Will Twitter Make Us Immoral? Probably Not, But What Will it Make Us?
As the latest sloppy headlines would have it, “twitter makes you coarse and unsympathetic.” Of course, the scientists themselves are disputing those editorial leaps of logic. But the issue is intriguing regardless: there’s no question that radical changes in the way people socialize are going to have an affect on human psychology, particularly developmental psychology. So where’s it all going?
At least in this particular line of research, the basic idea is that developing true empathy, the basis for compassion and moral instincts, requires long-form social interactions and attention. Local TV news snippets regarding violence, disaster may not measure up when it comes to helping children and teenagers develop their moral sense, or other deeper forms of empathetic connection, like admiration. That’s certainly troubling in isolation.
But the key here is realizing that short-form socializing like twitter isn’t truly “short form” when it comes to its overall role in people’s social lives. 140 characters may not be enough to convey real hurt or passion, but that misses the point entirely: most people are producing and consuming hordes of twitters every day. And just as sentences make up paragraphs, and paragraphs make up stories, it’s the ongoing interactions that make up people’s internet lives, not simply the sorts of disjointed snippets that this research covers. Interactive social tools like twitter make people more connected to other people, more involved and invested in each other’s tragedies and triumphs, not less.
And I suspect that things like twitter are only the beginning in any case.
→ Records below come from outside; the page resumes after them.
PR #2686, opened 2020-04-06
cmd/restic: Fix Dropped Error

alrs:
This bug reads as if `err` was supposed to be compared to `nil`, instead of itself.


MichaelEischer:
#2630 also contains a commit "dump: Fix error check" that also fixes this error

alrs:
Thanks, I'll close this.

Issue #402, opened 2016-01-30
Canceling password prompt in linux console keeps further input hidden


wasamasa:
Repro:

- `restic -r /path/to/repo init`
- `Ctrl-c`

Expected result: After cancelling the password prompt I can type shell commands normally

Actual result: My input is hidden and requires executing `reset` blindly to restore

Version: Built yesterday from Git, running on Arch Linux.

fd0:
That's strange, this works for me. What terminal emulator are you using? How did you built restic?

wasamasa:
This happens in the linux console, aka the black thing you see when pressing `Ctrl-Alt-F2`.

I've built it with [the restic-git PKGBUILD](https://aur.archlinux.org/packages/restic-git/) from the AUR.

fd0:
could you be a bit more specific? there are different implementations, could you start a few terminals and then use `ps aux` to find out which process is running?

barsanuphe:
I can confirm this happens for me as well, in Archlinux, in a yakuake/konsole terminal.

wasamasa:
The console was started by `/sbin/agetty --noclear tty2 linux` and runs bash as shell.

fd0:
thanks for investigating

viric:
The same happens to me, in xterm.

viric:
It's not about a process being alive. It's about letting the terminal with echo disabled. I guess that on SIGINT restic does not reprogram the echo on the terminal.

PR #2689, opened 2020-04-12
Fix shutdown hang when restic is started as background job

### LINKED ISSUE #2298: Restic mount hangs in the background after mount/unmount
Output of `restic version`
--------------------------

```
# export RESTIC_PASSWORD=xxx
# restic -r /mnt/backup/restic/root mount /mnt/temp/ &
repository 2fc17b90 opened successfully, password is correct
Now serving the repository at /mnt/temp/
When finished, quit with Ctrl-c or umount the mountpoint.
```

CIFS network mount or local ZFS dataset (both exhibit the issue)

Expected behavior
-----------------

The command mounts the repo at /mnt/temp and at unmount, exits. The repo is fine, no problems accessing snapshots under the mount, etc. Note that the command is run in the background using `&`.

Actual behavior
---------------

When I unmount the repo using `umount /mnt/temp`, it's succesfully unmounted, but restic doesn't quit, it stays as a hung process in the background.

See the command issued for mounting.

Nope.

Nope.

Don't know yet, as I've just started using it for daily workloads.

MichaelEischer:
restic uses a cleanup hook to ensure that it restores the terminal configuration to a sane state, when restic is interrupted while reading a password from the terminal. However, this causes a problem, when restic runs in a background job, as reconfiguring a terminal will cause a `SIGTTOU` to be sent to restic pausing it. Therefore, restic seems to hang on shutdown when it was running in the background.

This commit changes the behavior to only restore the terminal configuration if restic was interrupted while reading a password from the terminal. As reading a password from the terminal requires that restic is in the foreground, this should avoid restic getting stopped.

See #2298 for further details on the problem. The background hang could also be addressed by another solution: `readPasswordTerminal` could temporarily register a cleanup hook and remove it afterwards. That would yield a slightly cleaner implementation, but would require much more extensive changes.

This change will result in a merge conflict with #2593, however, merging shouldn't be too complex as that PR just moves the code lines around which are modified by this PR.

The solution implemented by the PR was not discussed yet.

Closes #2298
Issue introduced in #402

Checklist
---------

- ~~[ ] I have added tests for all changes in this PR~~ I've no clue how a proper test for that would look like.
- ~~[ ] I have added documentation for the changes (in the manual)~~ No new feature.

### DIFF
--- a/changelog/unreleased/issue-2298
+++ b/changelog/unreleased/issue-2298
@@ -1,0 +1,8 @@
+Bugfix: Do not hang when run as a background job
+
+Restic did hang on exit while restoring the terminal configuration when it was
+started as a background job, for example using `restic ... &`. This has been
+fixed by only restoring the terminal configuration when restic is interrupted
+while reading a password from the terminal.
+
+https://github.com/restic/restic/issues/2298
--- a/cmd/restic/global.go
+++ b/cmd/restic/global.go
@@ -85,6 +85,8 @@ var globalOptions = GlobalOptions{
 	stderr: os.Stderr,
 }
 
+var isReadingPassword bool
+
 func init() {
 	var cancel context.CancelFunc
 	globalOptions.ctx, cancel = context.WithCancel(context.Background())
@@ -146,7 +148,10 @@ func stdoutTerminalWidth() int {
 }
 
 // restoreTerminal installs a cleanup handler that restores the previous
-// terminal state on exit.
+// terminal state on exit. This handler is only intended to restore the
+// terminal configuration if restic exits after receiving a signal. A regular
+// program execution must revert changes to the terminal configuration itself.
+// The terminal configuration is only restored while reading a password.
 func restoreTerminal() {
 	if !stdoutIsTerminal() {
 		return
@@ -160,9 +165,17 @@ func restoreTerminal() {
 	}
 
 	AddCleanupHandler(func() error {
+		// Restoring the terminal configuration while restic runs in the
+		// background, causes restic to get stopped on unix systems with
+		// a SIGTTOU signal. Thus only restore the terminal settings if
+		// they might have been modified, which is the case while reading
+		// a password.
+		if !isReadingPassword {
+			return nil
+		}
 		err := checkErrno(terminal.Restore(fd, state))
 		if err != nil {
-			fmt.Fprintf(os.Stderr, "unable to get restore terminal state: %#+v\n", err)
+			fmt.Fprintf(os.Stderr, "unable to restore terminal state: %v\n", err)
 		}
 		return err
 	})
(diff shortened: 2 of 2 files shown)


cmd/restic/global.go
```diff
@@ -160,9 +162,14 @@ func restoreTerminal() {
 	}
 
 	AddCleanupHandler(func() error {
+		// only restore the terminal settings when they were modified
```
rawtaz, line 165: I find this comment hard to understand easily. It talks about terminal settings being modified, but the flag that's checked is about whether or not password reading is active. They seem like two different things. For readability, can this comment be rephrased?

MichaelEischer: I've adapted the comment to better match the following check. Right now the comment and the check afterwards yield the same result, but I agree that it was a bit confusing.

changelog/unreleased/issue-2298
```diff
@@ -0,0 +1,10 @@
+Bugfix: Do not hang when run as a background job
+
+Restic did hang on exit when it was started as a background jobs, for example
```
rawtaz, line 3: s/jobs/job/

changelog/unreleased/issue-2298
```diff
@@ -0,0 +1,10 @@
...
+using `restic ... &`. restic was stopped when trying to restore the terminal
```
rawtaz, line 4: Big R after the dot.

changelog/unreleased/issue-2298
MichaelEischer: Fixed

changelog/unreleased/issue-2298
MichaelEischer: Thanks for proof reading!

changelog/unreleased/issue-2298
```diff
@@ -0,0 +1,10 @@
+Bugfix: Do not hang when run as a background job
+
+Restic did hang on exit when it was started as a background job, for example
+using `restic ... &`. Restic was stopped when trying to restore the terminal
+configuration on exit to ensure that reading a password from the terminal
+cannot leave the user with a misconfigured terminal. We have changed the
+behavior to only restore the terminal configuration when restic is interrupted
+while reading a password from the terminal.
```
rawtaz, line 8: With the risk of being picky, I think this is too technical for the average user. If they want to deep dive they can check the discussions here on GitHub. What do you think about:

Restic used to hang on exit when it was started as a background job, for example
using `restic ... &`. This has been fixed by now only trying to restore the terminal
when restic is being interrupted while reading a password from the terminal.

MichaelEischer: My changelog text felt too long while writing it, I think its in fact better to leave the technical details. I've changed it to your proposal and added a remark that the hang was caused by the terminal reconfiguration. Otherwise its not really clear how the two sentences relate to each other.

cmd/restic/global.go
```diff
@@ -160,9 +162,14 @@ func restoreTerminal() {
 	}
 
 	AddCleanupHandler(func() error {
+		// only restore the terminal settings when reading a password
+		if !isReadingPassword {
```
rawtaz, line 166: Can this be expanded to give a short explanation as to why we need to do this?

One should be able to read the code and understand why this is done, and it's not really clear now.

changelog/unreleased/issue-2298
rawtaz: I'm not seeing the remark, where did you add that?

MichaelEischer: I've sneaked it into the first sentence: `hang on exit while restoring the terminal configuration when`.

rawtaz (approved):

PR #2692, opened 2020-04-13
archiver: Fix race condition triggered by TestArchiverAbortEarlyOnError

MichaelEischer:
Fix the test failures of the TestArchiverAbortEarlyOnError test case.

The Save methods of the BlobSaver, FileSaver and TreeSaver return early on when the archiver is stopped due to an error. For that they select on both the tomb.Dying() and context.Done() channels, which can lead to a race condition when the tomb is killed due to an error: The tomb first closes its Dying channel before canceling all child contexts. Archiver.SaveDir only aborts its execution once the context was canceled. When the tomb killing is paused between closing its Dying channel and canceling the child contexts, this lets the FileSaver/TreeSaver.Save methods return immediately, however, ScanDir still reads further files causing the test case to fail.

As a killed tomb always cancels all child contexts and as the Savers always use a context bound to the tomb, it is sufficient to just use context.Done() as escape hatch in the Save functions. This fixes the mismatch between SaveDir and Save.

Adjust the tests to use contexts bound to the tomb for all interactions with the Savers.

No.

Checklist
---------

### DIFF
--- a/internal/archiver/blob_saver.go
+++ b/internal/archiver/blob_saver.go
@@ -22,8 +22,7 @@ type BlobSaver struct {
 	m          sync.Mutex
 	knownBlobs restic.BlobSet
 
-	ch   chan<- saveBlobJob
-	done <-chan struct{}
+	ch chan<- saveBlobJob
 }
 
 // NewBlobSaver returns a new blob. A worker pool is started, it is stopped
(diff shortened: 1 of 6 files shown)


fd0 (approved):
LGTM!

PR #2783, opened 2020-06-13
add changelog for PR #2709

aawsome:

add a changelog for #2709 
IMO this changes deserves a changelog :smile:

### DIFF
--- a/changelog/unreleased/pull-2709
+++ b/changelog/unreleased/pull-2709
@@ -1,0 +1,6 @@
+Enhancement: Use optimized SHA-256
+
+We now use Minio's optimized version of SHA-256 (https://github.com/minio/sha256-simd/).
+This increases SHA-256 performance for many recent Intel, AMD or ARM CPUs.
+
+https://github.com/restic/restic/pull/2709


MichaelEischer:
@aawsome You've beaten me to the punch. I've also put together a changelog entry for PR #2709 (I didn't notice yours before), see https://github.com/MichaelEischer/restic/commits/minio-sha256-changelog . I didn't open a PR so far as that would look rather strange in the PR list.

As the PR also has an associated issue, the changelog entry should use that as filename. The usage of SHA-256 is more an implementation detail, not something a user normally needs to know (https://github.com/restic/restic/blob/master/CONTRIBUTING.md#providing-patches Point 7, has a rather useful rule of thumb). So I don't think it makes a good title.

Actually the performance optimizations also help with some rather old CPUs. And even though the Minio library advertises optimizations for ARM, the `init` function seems to always use the go standard library implementation which already uses the hardware extensions (I've also tested this on my smartphone).

rawtaz:
I looked at the two changelog PRs and decided to use the one by @MichaelEischer (after some adjustments). I'll close this one, but thanks anyway @aawsome!

PR #3119, opened 2020-11-21
Keep mountpoints as empty directories for --one-file-system

### LINKED ISSUE #909: Empty Mountpoints Are Not Backed Up
When backing up a system with, say, `restic backup -x /`, I expect for `/dev/*` or `/proc/*` to not be backed up, since it's a different filesystem. However, I _do_ expect the base directory, `/dev`, to be backed up as an empty directory, since it resides on the parent filesystem. I realize you can't descend into covered mounts, in case an unmounted `/dev` isn't empty, somehow, but at the very least you can back it up as empty?

fd0:

Before, when `restic backup` was run with `--one-file-system`, restic completely ignored mount points. For example, `restic backup --one-file-system /` would create a snapshot which does not include the directory `/proc` (where the `procfs` pseudo file system is usually mounted) or `/tmp/`. This was not so great because when a backup is restored, users needed to create the folders manually.

A workaround was specifying `--exclude=/proc/*` so that `/proc` itself is included, but everything in it was excluded from the backup. This approach is racy, items in `/proc` may appear between the shell expanding the glob and restic looking at the file system.

I had a look what `tar` does and implemented the same behavior: the mountpoints are automatically included in the snapshot as empty directories.

Closes #909

Checklist
---------

### DIFF
--- a/cmd/restic/exclude.go
+++ b/cmd/restic/exclude.go
@@ -199,12 +199,17 @@ func isDirExcludedByFile(dir, tagFilename, header string) bool {
 	return true
 }
 
-// gatherDevices returns the set of unique device ids of the files and/or
-// directory paths listed in "items".
-func gatherDevices(items []string) (deviceMap map[string]uint64, err error) {
-	deviceMap = make(map[string]uint64)
-	for _, item := range items {
-		item, err = filepath.Abs(filepath.Clean(item))
+// DeviceMap is used to track allowed source devices for backup. This is used to
+// check for crossing mount points during backup (for --one-file-system). It
+// maps the name of a source path to its device ID.
+type DeviceMap map[string]uint64
+
+// NewDeviceMap creates a new device map from the list of source paths.
+func NewDeviceMap(allowedSourcePaths []string) (DeviceMap, error) {
+	deviceMap := make(map[string]uint64)
+
+	for _, item := range allowedSourcePaths {
+		item, err := filepath.Abs(filepath.Clean(item))
 		if err != nil {
 			return nil, err
 		}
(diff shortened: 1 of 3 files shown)


fd0:
@aawsome would you mind reviewing this PR? :)

cmd/restic/exclude.go
```diff
@@ -213,57 +218,117 @@ func gatherDevices(items []string) (deviceMap map[string]uint64, err error) {
...
 	if len(deviceMap) == 0 {
 		return nil, errors.New("zero allowed devices")
 	}
+
 	return deviceMap, nil
 }
 
+// IsAllowed returns true if the path is located on an allowed device.
+func (m DeviceMap) IsAllowed(item string, deviceID uint64) (bool, error) {
+	for dir := item; ; dir = filepath.Dir(dir) {
```
aawsome, line 239: Here we loop over parent dirs until one of those exactly matches one of the paths given to backup (and check if the device id matches).
Maybe it is clearer to loop over the paths to backup and check if `item` is a subdir (and then check for matching device ids). To test whether it's a subdir I used `filepath.Match` in #3121.

But I don't know which is more performant and as this will be called quite often, we should choose the more performant solution.

cmd/restic/exclude.go
```diff
@@ -213,57 +218,117 @@ func gatherDevices(items []string) (deviceMap map[string]uint64, err error) {
...
+
+		// special case: make sure we keep mountpoints (directories which
+		// contain a mounted file system). Test this by checking if the parent
+		// directory would be included.
+		parentDir := filepath.Dir(filepath.Clean(item))
+
+		parentFI, err := fs.Lstat(parentDir)
+		if err != nil {
+			debug.Log("item %v: error running lstat() on parent directory: %v", item, err)
+			// if it doubt, reject
```
aawsome, line 309: typo: if in doubt

cmd/restic/exclude.go
```diff
@@ -213,57 +218,117 @@ func gatherDevices(items []string) (deviceMap map[string]uint64, err error) {
...
+			return true
+		}
+
+		parentDeviceID, err := fs.DeviceID(parentFI)
+		if err != nil {
+			debug.Log("item %v: getting device ID of parent directory: %v", item, err)
+			// if it doubt, reject
```
aawsome, line 316: see above.

cmd/restic/exclude.go
```diff
@@ -213,57 +218,117 @@ func gatherDevices(items []string) (deviceMap map[string]uint64, err error) {
...
+		parentDir := filepath.Dir(filepath.Clean(item))
+
+		parentFI, err := fs.Lstat(parentDir)
+		if err != nil {
+			debug.Log("item %v: error running lstat() on parent directory: %v", item, err)
+			// if it doubt, reject
+			return true
+		}
+
+		parentDeviceID, err := fs.DeviceID(parentFI)
```
aawsome, line 313: I think we can move the `fs.DeviceID() call` to `IsAllowed` which should then accept a `os.FileInfo` (or an `DeviceIDer` interface)

This however would make the test settings a bit more involved.

cmd/restic/exclude.go
fd0: I'd rather not change this code in this PR and postpone it for a later PR because I haven't changed it, that's the code from master:

https://github.com/restic/restic/blob/2f9346a5afa95a2a65c08a44117ace8808b62c1f/cmd/restic/exclude.go#L247-L264

cmd/restic/exclude.go
fd0: Hm, I don't understand what the benefit would be?

cmd/restic/exclude.go
aawsome: Yes, I saw that you just moved the code. Took me quite some time to understand what's going on, this is why I thought whether there is a clearer way. But the code is ok, of course! :+1:

cmd/restic/exclude.go
aawsome: The benefit would be less code - especially the doubled error handling for the parent dir.
But I'm also fine with just letting it as it is!

aawsome (approved):
LGTM

fd0:
Thanks!

PR #3125, opened 2020-11-26
Make restic cat respect --no-lock

### LINKED ISSUE #2739: `restic cat` does not respect `--no-lock` flag
Output of `restic version`
--------------------------

`restic --no-lock --json cat lock <LOCK_ID>`

S3 (minio)

Expected behavior
-----------------
restic should ignore the exclusive lock in the repo (due to an ongoing check operation) and output the details of the lock.

Actual behavior
---------------
restic fails with an error message:  
`Fatal: unable to create lock in backend: repository is already locked exclusively by PID XXX on YYY by root (UID 0, GID 0)`

1. Start an operation that requires an exclusive lock (e.g. check, forget, prune)
1. List the locks:
   `$ restic --no-lock --json list locks`
   `<LOCK_ID>`
1. Attempt to cat a lock:
   `$ restic --no-lock --json cat lock <LOCK_ID>`
   `Fatal: unable to create lock in backend: repository is already locked exclusively by PID XXX on YYY by root (UID 0, GID 0)`

The code in `restic/cmd/restic/cmd_cat.go` does not check the `opts.NoLock` before acquiring a lock:

```golang
	lock, err := lockRepo(repo)
	defer unlockRepo(lock)
	if err != nil {
		return err
	}
```

Adding an if around the lock code in `restic/cmd/restic/cmd_cat.go` should solve the issue:

```golang
	if !opts.NoLock {
		lock, err := lockRepo(repo)
		defer unlockRepo(lock)
		if err != nil {
			return err
		}
	}
```

In general I'm very happy with restic and especially the speed and space savings it provides!

metalsp0rk:

Makes the cat command respect the --no-lock global flag

Closes #2739 

Checklist
---------

### DIFF
--- a/changelog/unreleased/issue-2739
+++ b/changelog/unreleased/issue-2739
@@ -1,0 +1,5 @@
+Bugfix: Make cat command respect --no-lock
+
+Restic cat would not respect the --no-lock flag, it now does.
+
+https://github.com/restic/restic/issues/2739
--- a/cmd/restic/cmd_cat.go
+++ b/cmd/restic/cmd_cat.go
@@ -42,10 +42,13 @@ func runCat(gopts GlobalOptions, args []string) error {
 		return err
 	}
 
-	lock, err := lockRepo(gopts.ctx, repo)
-	defer unlockRepo(lock)
-	if err != nil {
-		return err
+	if !gopts.NoLock {
+		lock, err := lockRepo(gopts.ctx, repo)
+		// Make the linter happy
+		if err != nil {
+			return err
+		}
+		defer func() { _ = unlockRepo(lock) }()
 	}
 
 	tpe := args[0]
--- a/cmd/restic/cmd_cat.go
+++ b/cmd/restic/cmd_cat.go
@@ -44,11 +44,16 @@ func runCat(gopts GlobalOptions, args []string) error {
 
 	if !gopts.NoLock {
 		lock, err := lockRepo(gopts.ctx, repo)
-		// Make the linter happy
 		if err != nil {
 			return err
 		}
-		defer func() { _ = unlockRepo(lock) }()
+
+		defer func() {
+			err := unlockRepo(lock)
+			if err != nil {
+				Warnf("unlock repo failed: %v", err)
+			}
+		}()
 	}
 
 	tpe := args[0]


metalsp0rk:
Briefly tested, no issues.  This is a tiny change, so I don't expect it to do anything particularly crazy.

metalsp0rk:
Lint failure:

> Error: Error return value of `unlockRepo` is not checked (errcheck)

cmd/restic/cmd_cat.go
```diff
@@ -42,10 +42,12 @@ func runCat(gopts GlobalOptions, args []string) error {
 		return err
 	}
 
-	lock, err := lockRepo(gopts.ctx, repo)
-	defer unlockRepo(lock)
-	if err != nil {
-		return err
+	if !gopts.NoLock {
+		lock, err := lockRepo(gopts.ctx, repo)
+		defer unlockRepo(lock)
```
greatroar, line 47: The lint failure can be solved by doing

    defer func() { _ = unlockRepo(lock) }()

Though honestly, I think this check should be disabled. It leads to lots of "explicit error ignoring", which IMHO just hurts readability rather than improving the codebase.

changelog/unreleased/issue-2739
```diff
@@ -0,0 +1,5 @@
+Bugfix: Make cat command respect --no-lock
+
+Restic cat would not respect the --no-lock flag, this change fixes that issue.
```
greatroar, line 3: ", this change fixes that issue" => ". It now does". The reader of the changelog is not looking at the commit log.

cmd/restic/cmd_cat.go
metalsp0rk: I looked around and the way I have it above is how it's replicated in all other instances of repo locking.

I agree that this check is not helpful.

changelog/unreleased/issue-2739
metalsp0rk: Fixed.

cmd/restic/cmd_cat.go
greatroar: Alternatively, unlockRepo could print the error (with Warnf) instead of returning it.

aawsome: I also got the same error in #2876. I also vote for the `Warnf` solution!

metalsp0rk: I think warnf would be a preferable solution.

cmd/restic/cmd_cat.go
```diff
@@ -42,10 +42,13 @@ func runCat(gopts GlobalOptions, args []string) error {
...
 
-	lock, err := lockRepo(gopts.ctx, repo)
-	defer unlockRepo(lock)
-	if err != nil {
-		return err
+	if !gopts.NoLock {
+		lock, err := lockRepo(gopts.ctx, repo)
+		// Make the linter happy
+		defer func() { _ = unlockRepo(lock) }()
+		if err != nil {
```
fd0, line 49: The error check should happen before the `defer unlock()`, apart from that it's fine.

fd0 (changes requested):

fd0:
By the way: we've only recently started running the linter which complained about the error check. With a non-trivial amount of code it's not possible to fix every issue at once, so for now it'll only complain about code changed in a PR. I hope that over time the codebase improves :)

cmd/restic/cmd_cat.go
metalsp0rk: Done.

metalsp0rk:
Yeah, I assumed that's what happened there.

From what I've seen so far, the codebase is fairly solid.  I'll echo that hope for improvement though.  :+1:

fd0:
I've squash the commits and added code which warns when the unlock fails. We should fix that everywhere, but I don't have the time to do that right now.

fd0 (approved):

Issue #3114, opened 2020-11-18
prune: Enhance support for duplicate blobs


aawsome:
Output of `restic version`
--------------------------

restic 0.11.0 (v0.11.0-120-gcb5ec7ea) compiled with go1.14.7 on linux/amd64

What should restic do differently? Which functionality do you think we should add?
----------------------------------------------------------------------------------

In the reimplementation of `prune` (#2718) the handling of duplicate blobs was implemented, but in a very poor way: All packs that contain duplicates are marked for repacking when using the prune default options.

I think there are quite some enhancements possible:

- Keep some packs with duplicates if these duplicates only contribute to the limit allowed by `--max-unused`
- If prune knows that a pack only contains unused blobs and duplicates and all the duplicates are also contained in a pack that is either kept or marked for repacking, then this pack can be simply deleted without trying to "repack" (which would download it, read every blob and realize that none of the blobs are needed) it.
- If duplicate blobs exists and one of the duplicates is broken, use another duplicate.
- Make correct statistics even if not all duplicates are repacked, see #3113 

What are you trying to do? What problem would this solve?
---------------------------------------------------------

Speed up prune even more in the case of duplicates.
IMHO this is also a prerequisite for lock-free pruning, like #1141 

Did restic help you today? Did it make you happy in any way?
------------------------------------------------------------

Makes me happy every day :smile:

PR #3139, opened 2020-11-30
prune: Add healing of repository in some situations

aawsome:

Pruning fails if the index does not match the pack files in the repository.
There are however two situations, that `prune` can easily detect and fix:

- missing pack file whose contents are not needed
- corrupted pack file whose contents are not needed

Actually users need to try around with `check`, `rebuild-index` and `prune` in case of a broken repository which resembles a bit of [Find Permit 38 A](https://www.youtube.com/watch?v=GI5kwSap9Ug).

With this PR, `prune` just heals the above situations.

Note that all duplicate blobs are still treated as "needed". This could be further improved when #3114 is fixed.

Not directly, but we are seeing lots of broken repo/prune issues.
I hope that with this PR, there will be more users able to tackle those problems by themselves.

Checklist
---------


cmd/restic/cmd_prune.go
```diff
@@ -316,7 +316,9 @@ func prune(opts PruneOptions, gopts GlobalOptions, repo restic.Repository, usedB
 			return nil
 		}
 
-		if p.unusedSize+p.usedSize != uint64(packSize) {
+		if p.unusedSize+p.usedSize != uint64(packSize) &&
+			(p.usedBlobs != 0 || p.duplicateBlobs != 0) {
```
MichaelEischer, line 320: I'd prefer `!(p.usedBlobs == 0 && p.duplicateBlobs == 0)`. That way it's more obvious that this corresponds to the "remove pack"-case later on. Please also add a comment, which states that it is permitted to remove a damaged but unnecessary pack file. (The main difference to the current comment is that I'm asking for why a certain behavior is _correct_ and not whether a certain case is an error.)

cmd/restic/cmd_prune.go
```diff
@@ -362,10 +364,24 @@ func prune(opts PruneOptions, gopts GlobalOptions, repo restic.Repository, usedB
 		return err
 	}
 
+	// packs that are referenced in the index but are not needed can be ignored
```
MichaelEischer, line 367: I think it would be helpful to add a remark to the comment that at this point `indexPack` only contains pack files missing from the repository.

cmd/restic/cmd_prune.go
```diff
@@ -362,10 +364,24 @@ func prune(opts PruneOptions, gopts GlobalOptions, repo restic.Repository, usedB
...
+		}
+	}
+
 	if len(indexPack) != 0 {
-		Warnf("The index references pack files which are missing from the repository: %v\n", indexPack)
+		Warnf("The index references needed pack files which are missing from the repository: %v\n", indexPack)
 		return errorPacksMissing
 	}
+	if len(ignorePacks) != 0 {
+		Verbosef("more pack files referenced in the index than present in the repository\n")
```
MichaelEischer, line 383: What is a user supposed to do when reading that warning? Maybe tell the user that prune will repair the damage as these packs are not necessary.

MichaelEischer (changes requested):
AFAICT this type of repository repair was also implicitly in the old prune implementation? There the initial `rebuild-index` step should also have removed missing/broken pack files.

I've only found a few cosmetic issues.

aawsome:
@MichaelEischer thanks for your feedback! I changed everything. Also this needed a rebase after #3148 was merged.

> AFAICT this type of repository repair was also implicitly in the old prune implementation? There the initial `rebuild-index` step should also have removed missing/broken pack files.

Yes, exactly. There is the case that the index does not match the actual pack contents which was also "cured" in some situations (like completely missing index) by previous prune. The new prune now prints an error and tells users to run `rebuild-index` manually in this case.

MichaelEischer (approved):
LGTM.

In the not too distant future, the next generation is going to be growing up with always-on mobile devices that allow them to talk to virtually anyone, anywhen, text or audio or even video, without the archaic practice of dialing a cell number. Your entire social network right there with you in whatever room they happen to be in, every waking hour. Your IM-style “buddy list” wired directly into every aspect of your life. I don’t know if the prospect is scary or wondrous, but I think it’s almost inevitable.
And so, if anything, what we have to worry about are not children growing up in the absence of deep social interactions, but children who are quite literally never alone, never disconnected from news, friends, and endless information. I don’t think we can even begin to imagine what impact that is going to have on people’s personalities, or even their very sense of self, when the voices in their earpieces are as loud and constant as the voices in their own head.